BEGIN SUPPLIED RECORDS

PR #1055, opened 2024-03-22
Various mt.rs changes

ltratt:
This PR collects together various changes to `mt.rs`. I still have more things to audit and check, but this already feels sufficiently like a jumble sale that it's probably worth offering this for comments before going any further.

### DIFF
--- a/ykrt/src/mt.rs
+++ b/ykrt/src/mt.rs
@@ -497,7 +497,9 @@ impl MT {
         })
     }
 
-    /// Perform the next step to `loc` in the `Location` state-machine for a guard failure.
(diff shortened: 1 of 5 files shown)


ykrt/src/mt.rs
```diff
@@ -464,10 +464,10 @@ impl MT {
                         // This thread is tracing something, so bail out as quickly as possible
                         return TransitionControlPoint::NoAction;
                     }
-                    match loc.count() {
+                    match loc.inc_count() {
```
ptersilie, line 462: Took me a while to confirm that this change is semantically the same.

PR #1058, opened 2024-03-25
Make the state machine encoded in `MTThread` explicit.

ltratt:
Previously `MTThread` was effectively:

```rust
pub(crate) struct MTThread {
  running_trace: RefCell<Option<Arc<dyn CompiledTrace>>>,
  tracing: RefCell<Option<Arc<Mutex<HotLocation>>>>,
  thread_tracer: RefCell<Option<Box<dyn TraceRecorder>>>,
  promotions: RefCell<Option<Vec<usize>>>,
```

It's far from obvious but these 4 fields encode a state machine about the current thread's state: and there are 3 separate states in that state machine! This was far from obvious to me when I started: I spent quite a while confused about the exact relationship between these fields before realising this.

This commit breaks the statemachine out into an `enum` which is then stored in a field in `MTThread`:

```rust
enum MTThreadState {
    Interpreting,
    Tracing {
        hl: Arc<Mutex<HotLocation>>,
        thread_tracer: Box<dyn TraceRecorder>,
        promotions: Vec<usize>,
    },
    Executing(Arc<dyn CompiledTrace>),
}
```

This was quite a bit more painful to do than the diff might suggest.

On the plus side, for example, we'd accidentally duplicated the `HotLocation` in one part of the code, so we had two different variables storing references to the same `HotLocation`. This commit fixes that.

On the negative side, we've forced a bit more responsibility onto whoever calls a `transition_*` function. I think I might spy a future opportunity to simplify some of this stuff, but that's something to tackle in the future. This commit already introduces plenty enough churn!

### DIFF
--- a/ykrt/src/mt.rs
+++ b/ykrt/src/mt.rs
@@ -260,7 +260,7 @@ impl MT {
                     f(ctrlp_vars, frameaddr);
                 }
             }
-            TransitionControlPoint::StartTracing => {
+            TransitionControlPoint::StartTracing(hl) => {
                 #[cfg(feature = "yk_jitstate_debug")]
                 print_jit_state("start-tracing");
                 let tracer = {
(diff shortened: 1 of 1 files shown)


ykrt/src/mt.rs
```diff
@@ -629,57 +649,73 @@ impl Drop for MT {
     }
 }
 
+/// [MTThread]'s major job is to record what state in the "interpreting/tracing/executing"
+/// state-machine this thread is in. This enum contains the states.
+enum MTThreadState {
+    /// This thread is executing in the normal interpreter: it is not executing a trace or
+    /// recording a trace.
+    Interpreting,
```
ptersilie, line 657: The name "Interpreting" might be a bit confusing in that it appears to suggest that this thread is interpreting something, when in fact the parent thread is interpreting and this thread is really doing nothing, right?

ltratt: It means this thread is doing something that isn't a) tracing or b) executing a trace. "Interpreting" was the best term I could think of for that "something" (so far, at least).

ykrt/src/mt.rs
```diff
@@ -629,57 +649,73 @@ impl Drop for MT {
...
+        /// [HotLocation] the trace started at; for a side-trace, tracing started elsewhere.
+        hl: Arc<Mutex<HotLocation>>,
+        /// What tracer is being used to record this trace? Needed for trace mapping.
+        thread_tracer: Box<dyn TraceRecorder>,
+        /// Records the content of data recorded via `yk_promote`.
+        promotions: Vec<usize>,
+    },
+    /// This thread is executing a trace. Note that the `dyn CompiledTrace` serves two different purposes:
+    ///
+    /// 1. It is needed for side traces and the like.
```
ptersilie, line 670: "It is needed for trace execution, side traces, and the like"?

ltratt: It's not needed for trace execution AFAIK.

ykrt/src/mt.rs
```diff
@@ -629,57 +649,73 @@ impl Drop for MT {
...
+    /// 2. It allows another thread to tell whether the thread that started tracing a [Location] is
+    ///    still alive or not by inspecting its strong count (if the strong count is equal to 1
+    ///    then the thread died while tracing). Note that this relies on thread local storage
+    ///    dropping the [MTThread] instance and (by implication) dropping the [Arc] and
+    ///    decrementing its strong count. Unfortunately, there is no guarantee that thread local
+    ///    storage will be dropped when a thread dies (and there is also significant platform
+    ///    variation in regard to dropping thread locals), so this mechanism can't be fully relied
+    ///    upon: however, we can't monitor thread death in any other reasonable way, so this will
+    ///    have to do
```
ptersilie, line 679: Missing `.`. Only fix this if you're pushing other commits anyway.

ptersilie:
Looks good, bar some minor comments.

ykrt/src/mt.rs
ptersilie: Does it not contain the trace that is being executed?

ykrt/src/mt.rs
ptersilie: Yeah, just wanted to clear that up. I don't have a better suggestion at the moment. Maybe "Idling"?

ykrt/src/mt.rs
ptersilie: Ah sorry, I get it now. The trace is already being executed. Ignore this.

ykrt/src/mt.rs
ltratt: Fixed in e0042c05ebc90f7c65df54bfb205e7963d4ff796.

ptersilie:
Please squash.

ltratt:
Squashed.

PR #1059, opened 2024-03-26
Codegen constants.

vext01:
The first commit is the main work.

(The ykllvm sync is just routine, so we inherit the filtering out of debug instructions).

### DIFF
--- a/ykrt/src/compile/jitc_yk/codegen/x86_64.rs
+++ b/ykrt/src/compile/jitc_yk/codegen/x86_64.rs
@@ -16,6 +16,7 @@ use super::{
 #[cfg(any(debug_assertions, test))]
 use crate::compile::jitc_yk::jit_ir::JitIRDisplay;
 use crate::compile::CompiledTrace;
+use byteorder::{NativeEndian, ReadBytesExt};
 use dynasmrt::{
     components::StaticLabel, dynasm, x64::Rq, AssemblyOffset, DynasmApi, DynasmError,
     DynasmLabelApi, ExecutableBuffer, Register,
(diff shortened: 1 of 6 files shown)


ykrt/src/compile/jitc_yk/jit_ir.rs
```diff
@@ -16,11 +18,88 @@ use std::{
...
+// This is simple and can be shared across both IRs.
 pub(crate) use super::aot_ir::Predicate;
 
+/// A fixed-width integer type.
+///
+/// Signedness is not specified. Interpretation of the bit pattern is delegated to operations upon
+/// the integer.
+#[derive(Clone, Debug, Eq, PartialEq)]
+pub(crate) struct IntegerType {
+    num_bits: u32,
```
ltratt, line 30: Do we really need `u32` bits?!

END SUPPLIED RECORDS

▶ YOUR TASK: Set down the material above again, word for word.

▶ ANSWER TO THIS TASK:
PR #1055, opened 2024-03-22
Various mt.rs changes

ltratt:
This PR collects together various changes to `mt.rs`. I still have more things to audit and check, but this already feels sufficiently like a jumble sale that it's probably worth offering this for comments before going any further.

### DIFF
--- a/ykrt/src/mt.rs
+++ b/ykrt/src/mt.rs
@@ -497,7 +497,9 @@ impl MT {
         })
     }
 
-    /// Perform the next step to `loc` in the `Location` state-machine for a guard failure.
(diff shortened: 1 of 5 files shown)


ykrt/src/mt.rs
```diff
@@ -464,10 +464,10 @@ impl MT {
                         // This thread is tracing something, so bail out as quickly as possible
                         return TransitionControlPoint::NoAction;
                     }
-                    match loc.count() {
+                    match loc.inc_count() {
```
ptersilie, line 462: Took me a while to confirm that this change is semantically the same.

PR #1058, opened 2024-03-25
Make the state machine encoded in `MTThread` explicit.

ltratt:
Previously `MTThread` was effectively:

```rust
pub(crate) struct MTThread {
  running_trace: RefCell<Option<Arc<dyn CompiledTrace>>>,
  tracing: RefCell<Option<Arc<Mutex<HotLocation>>>>,
  thread_tracer: RefCell<Option<Box<dyn TraceRecorder>>>,
  promotions: RefCell<Option<Vec<usize>>>,
```

It's far from obvious but these 4 fields encode a state machine about the current thread's state: and there are 3 separate states in that state machine! This was far from obvious to me when I started: I spent quite a while confused about the exact relationship between these fields before realising this.

This commit breaks the statemachine out into an `enum` which is then stored in a field in `MTThread`:

```rust
enum MTThreadState {
    Interpreting,
    Tracing {
        hl: Arc<Mutex<HotLocation>>,
        thread_tracer: Box<dyn TraceRecorder>,
        promotions: Vec<usize>,
    },
    Executing(Arc<dyn CompiledTrace>),
}
```

This was quite a bit more painful to do than the diff might suggest.

On the plus side, for example, we'd accidentally duplicated the `HotLocation` in one part of the code, so we had two different variables storing references to the same `HotLocation`. This commit fixes that.

On the negative side, we've forced a bit more responsibility onto whoever calls a `transition_*` function. I think I might spy a future opportunity to simplify some of this stuff, but that's something to tackle in the future. This commit already introduces plenty enough churn!

### DIFF
--- a/ykrt/src/mt.rs
+++ b/ykrt/src/mt.rs
@@ -260,7 +260,7 @@ impl MT {
                     f(ctrlp_vars, frameaddr);
                 }
             }
-            TransitionControlPoint::StartTracing => {
+            TransitionControlPoint::StartTracing(hl) => {
                 #[cfg(feature = "yk_jitstate_debug")]
                 print_jit_state("start-tracing");
                 let tracer = {
(diff shortened: 1 of 1 files shown)


ykrt/src/mt.rs
```diff
@@ -629,57 +649,73 @@ impl Drop for MT {
     }
 }
 
+/// [MTThread]'s major job is to record what state in the "interpreting/tracing/executing"
+/// state-machine this thread is in. This enum contains the states.
+enum MTThreadState {
+    /// This thread is executing in the normal interpreter: it is not executing a trace or
+    /// recording a trace.
+    Interpreting,
```
ptersilie, line 657: The name "Interpreting" might be a bit confusing in that it appears to suggest that this thread is interpreting something, when in fact the parent thread is interpreting and this thread is really doing nothing, right?

ltratt: It means this thread is doing something that isn't a) tracing or b) executing a trace. "Interpreting" was the best term I could think of for that "something" (so far, at least).

ykrt/src/mt.rs
```diff
@@ -629,57 +649,73 @@ impl Drop for MT {
...
+        /// [HotLocation] the trace started at; for a side-trace, tracing started elsewhere.
+        hl: Arc<Mutex<HotLocation>>,
+        /// What tracer is being used to record this trace? Needed for trace mapping.
+        thread_tracer: Box<dyn TraceRecorder>,
+        /// Records the content of data recorded via `yk_promote`.
+        promotions: Vec<usize>,
+    },
+    /// This thread is executing a trace. Note that the `dyn CompiledTrace` serves two different purposes:
+    ///
+    /// 1. It is needed for side traces and the like.
```
ptersilie, line 670: "It is needed for trace execution, side traces, and the like"?

ltratt: It's not needed for trace execution AFAIK.

ykrt/src/mt.rs
```diff
@@ -629,57 +649,73 @@ impl Drop for MT {
...
+    /// 2. It allows another thread to tell whether the thread that started tracing a [Location] is
+    ///    still alive or not by inspecting its strong count (if the strong count is equal to 1
+    ///    then the thread died while tracing). Note that this relies on thread local storage
+    ///    dropping the [MTThread] instance and (by implication) dropping the [Arc] and
+    ///    decrementing its strong count. Unfortunately, there is no guarantee that thread local
+    ///    storage will be dropped when a thread dies (and there is also significant platform
+    ///    variation in regard to dropping thread locals), so this mechanism can't be fully relied
+    ///    upon: however, we can't monitor thread death in any other reasonable way, so this will
+    ///    have to do
```
ptersilie, line 679: Missing `.`. Only fix this if you're pushing other commits anyway.

ptersilie:
Looks good, bar some minor comments.

ykrt/src/mt.rs
ptersilie: Does it not contain the trace that is being executed?

ykrt/src/mt.rs
ptersilie: Yeah, just wanted to clear that up. I don't have a better suggestion at the moment. Maybe "Idling"?

ykrt/src/mt.rs
ptersilie: Ah sorry, I get it now. The trace is already being executed. Ignore this.

ykrt/src/mt.rs
ltratt: Fixed in e0042c05ebc90f7c65df54bfb205e7963d4ff796.

ptersilie:
Please squash.

ltratt:
Squashed.

PR #1059, opened 2024-03-26
Codegen constants.

vext01:
The first commit is the main work.

(The ykllvm sync is just routine, so we inherit the filtering out of debug instructions).

### DIFF
--- a/ykrt/src/compile/jitc_yk/codegen/x86_64.rs
+++ b/ykrt/src/compile/jitc_yk/codegen/x86_64.rs
@@ -16,6 +16,7 @@ use super::{
 #[cfg(any(debug_assertions, test))]
 use crate::compile::jitc_yk::jit_ir::JitIRDisplay;
 use crate::compile::CompiledTrace;
+use byteorder::{NativeEndian, ReadBytesExt};
 use dynasmrt::{
     components::StaticLabel, dynasm, x64::Rq, AssemblyOffset, DynasmApi, DynasmError,
     DynasmLabelApi, ExecutableBuffer, Register,
(diff shortened: 1 of 6 files shown)


ykrt/src/compile/jitc_yk/jit_ir.rs
```diff
@@ -16,11 +18,88 @@ use std::{
...
+// This is simple and can be shared across both IRs.
 pub(crate) use super::aot_ir::Predicate;
 
+/// A fixed-width integer type.
+///
+/// Signedness is not specified. Interpretation of the bit pattern is delegated to operations upon
+/// the integer.
+#[derive(Clone, Debug, Eq, PartialEq)]
+pub(crate) struct IntegerType {
+    num_bits: u32,
```
ltratt, line 30: Do we really need `u32` bits?!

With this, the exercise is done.